Given records =>
PR #10253, opened 2023-11-08
Enable nullability in remaining BindingSource members

gpetrou:
## Proposed changes

- Enable nullability in remaining BindingSource members.

###### Microsoft Reviewers: [Open in CodeFlow](https://portal.fabricbot.ms/api/codeflow?pullrequest=https://github.com/dotnet/winforms/pull/10253)

### DIFF
--- a/src/System.Windows.Forms/src/System/Windows/Forms/BindingSource.cs
+++ b/src/System.Windows.Forms/src/System/Windows/Forms/BindingSource.cs
@@ -78,7 +78,8 @@ public class BindingSource : Component,
     {
     }
 
-    public BindingSource(object? dataSource, string dataMember) : base()
+    public BindingSource(object? dataSource, string dataMember)
+        : base()
     {
         // Set data source and data member
         _dataSource = dataSource;
@@ -563,28 +564,28 @@ public class BindingSource : Component,
         return instancedObject;
     }
 
-    private void CurrencyManager_PositionChanged(object sender, EventArgs e)
+    private void CurrencyManager_PositionChanged(object? sender, EventArgs e)
     {
         Debug.Assert(sender == _currencyManager, "only receive notifications from the currency manager");
         OnPositionChanged(e);
     }
 
-    private void CurrencyManager_CurrentChanged(object sender, EventArgs e)
+    private void CurrencyManager_CurrentChanged(object? sender, EventArgs e)
     {
         OnCurrentChanged(EventArgs.Empty);
     }
 
-    private void CurrencyManager_CurrentItemChanged(object sender, EventArgs e)
+    private void CurrencyManager_CurrentItemChanged(object? sender, EventArgs e)
     {
         OnCurrentItemChanged(EventArgs.Empty);
     }
 
-    private void CurrencyManager_BindingComplete(object sender, BindingCompleteEventArgs e)
+    private void CurrencyManager_BindingComplete(object? sender, BindingCompleteEventArgs e)
     {
         OnBindingComplete(e);
     }
 
-    private void CurrencyManager_DataError(object sender, BindingManagerDataErrorEventArgs e)
+    private void CurrencyManager_DataError(object? sender, BindingManagerDataErrorEventArgs e)
     {
         OnDataError(e);
     }
@@ -736,7 +737,7 @@ public class BindingSource : Component,
         return false;
     }
 
-    private void InnerList_ListChanged(object sender, ListChangedEventArgs e)
+    private void InnerList_ListChanged(object? sender, ListChangedEventArgs e)
     {
         // Set recursive flag
         // Basically, we can have computed columns that cause our parent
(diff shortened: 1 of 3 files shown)


src/System.Windows.Forms/src/System/Windows/Forms/BindingSource.cs
```diff
@@ -1785,13 +1787,13 @@ public virtual void ApplySort(ListSortDescriptionCollection sorts)
     [EditorBrowsable(EditorBrowsableState.Never)]
     public virtual ListSortDescriptionCollection SortDescriptions
     {
-        get => List is IBindingListView iblv ? iblv.SortDescriptions : null;
+        get => List is IBindingListView iblv ? iblv.SortDescriptions : null!;
```
lonitra, line 1790: Callers of this are checking if this is null so it seems like we should be marking the return as nullable instead of doing a `!`

src/System.Windows.Forms/src/System/Windows/Forms/BindingSource.cs
```diff
@@ -1549,14 +1551,14 @@ public virtual void RemoveAt(int index)
     [Browsable(false)]
     public virtual bool IsReadOnly => List.IsReadOnly;
 
-    public virtual string GetListName(PropertyDescriptor[] listAccessors)
+    public virtual string GetListName(PropertyDescriptor[]? listAccessors)
     {
         return ListBindingHelper.GetListName(List, listAccessors);
     }
```
lonitra, line 1557: nit: body expression

src/System.Windows.Forms/src/System/Windows/Forms/BindingSource.cs
gpetrou: The problem here is that this implements `IBindingListView.SortDescriptions` which is non-nullable. https://learn.microsoft.com/en-us/dotnet/api/system.componentmodel.ibindinglistview.sortdescriptions does not seem to have it as nullable. Perhaps I should make it here and just disable the warning?

gpetrou: I added a separate commit with the last proposed change.

lonitra: Ah I see, I will get team's thoughts on this. This would be a breaking change since we've already documented that we will return `null` (https://learn.microsoft.com/en-us/dotnet/api/system.windows.forms.bindingsource.sortdescriptions?view=windowsdesktop-7.0) but this is contradicting annotations on `IBindingListView.SortDescriptions`

JeremyKuhne: Personally, I think we should return an empty collection and update the docs. I'd wait for @KlausLoeffelmann's opinion as well (it may be a few days).

KlausLoeffelmann:
FWIW, this can be non-nullable. There doesn't seem to be a spot, where a concrete implementation of this does return `null`. Also, please keep in mind, that guarding against `null` _always_ is a must despite using Nullables. These are compile-time agreements, not runtime checks! And VB doesn't understand those, so, a VB developer wouldn't even get a warning that they've passed an argument which has a "different signature": VB simply does not have nullable aware contexts, nor nullable reference types, nor the null static analysis warnings, and also not the null-forgiving operator.

KlausLoeffelmann:
Or in other words: What @JeremyKuhne said. 😸

KlausLoeffelmann:
That said...

> Also, please keep in mind, that guarding against null always is a must despite using Nullables...

we cannot retrofit guarding and then behave differently than before (or even throw). 
That would be a breaking change, I would not at all support.

src/System.Windows.Forms/src/System/Windows/Forms/BindingSource.cs
gpetrou: I updated the last commit to fix the failing tests.

src/System.Windows.Forms/src/System/Windows/Forms/BindingSource.cs
```diff
@@ -1479,12 +1481,12 @@ public virtual int Add(object value)
         }
 
         // Throw if user tries to add items to list that don't match the current item type
-        if (value is not null && !_itemType.IsAssignableFrom(value.GetType()))
+        if (value is not null && !_itemType!.IsAssignableFrom(value.GetType()))
```
lonitra, line 1484: Can you add comment that `_itemType` will not be null here because the above code will have set it either with the call to `List` or `SetList`. This will save some time for someone looking at the code later down the road.

gpetrou: OK. I added a separate commit.

lonitra (approved):
🚀

lonitra:
https://github.com/dotnet/docs/issues/38363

Task =>
Return only the lines of the records in which the string "PropertyDescriptor" appears.

Solved exercise =>
-    public virtual string GetListName(PropertyDescriptor[] listAccessors)
+    public virtual string GetListName(PropertyDescriptor[]? listAccessors)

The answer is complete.